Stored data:
==================================================

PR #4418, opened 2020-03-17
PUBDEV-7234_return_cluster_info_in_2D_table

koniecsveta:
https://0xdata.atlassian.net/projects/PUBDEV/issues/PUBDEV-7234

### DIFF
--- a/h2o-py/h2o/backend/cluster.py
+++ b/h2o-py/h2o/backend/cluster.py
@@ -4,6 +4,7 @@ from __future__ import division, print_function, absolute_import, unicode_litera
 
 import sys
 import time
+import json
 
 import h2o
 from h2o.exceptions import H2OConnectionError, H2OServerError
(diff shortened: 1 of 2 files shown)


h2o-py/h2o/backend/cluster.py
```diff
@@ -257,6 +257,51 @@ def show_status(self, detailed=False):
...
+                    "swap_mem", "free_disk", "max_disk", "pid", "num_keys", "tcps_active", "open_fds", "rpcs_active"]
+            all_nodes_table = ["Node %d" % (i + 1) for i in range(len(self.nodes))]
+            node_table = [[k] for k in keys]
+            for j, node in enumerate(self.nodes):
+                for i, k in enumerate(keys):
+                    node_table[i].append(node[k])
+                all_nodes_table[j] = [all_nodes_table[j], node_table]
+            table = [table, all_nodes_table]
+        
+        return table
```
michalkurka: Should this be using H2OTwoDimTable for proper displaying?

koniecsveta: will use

==================================================

- **What needs to be done**:
Set all the data down again, exactly as it reads above.

- **Exercise response**:
PR #4418, opened 2020-03-17
PUBDEV-7234_return_cluster_info_in_2D_table

koniecsveta:
https://0xdata.atlassian.net/projects/PUBDEV/issues/PUBDEV-7234

### DIFF
--- a/h2o-py/h2o/backend/cluster.py
+++ b/h2o-py/h2o/backend/cluster.py
@@ -4,6 +4,7 @@ from __future__ import division, print_function, absolute_import, unicode_litera
 
 import sys
 import time
+import json
 
 import h2o
 from h2o.exceptions import H2OConnectionError, H2OServerError
(diff shortened: 1 of 2 files shown)


h2o-py/h2o/backend/cluster.py
```diff
@@ -257,6 +257,51 @@ def show_status(self, detailed=False):
...
+                    "swap_mem", "free_disk", "max_disk", "pid", "num_keys", "tcps_active", "open_fds", "rpcs_active"]
+            all_nodes_table = ["Node %d" % (i + 1) for i in range(len(self.nodes))]
+            node_table = [[k] for k in keys]
+            for j, node in enumerate(self.nodes):
+                for i, k in enumerate(keys):
+                    node_table[i].append(node[k])
+                all_nodes_table[j] = [all_nodes_table[j], node_table]
+            table = [table, all_nodes_table]
+        
+        return table
```
michalkurka: Should this be using H2OTwoDimTable for proper displaying?

koniecsveta: will use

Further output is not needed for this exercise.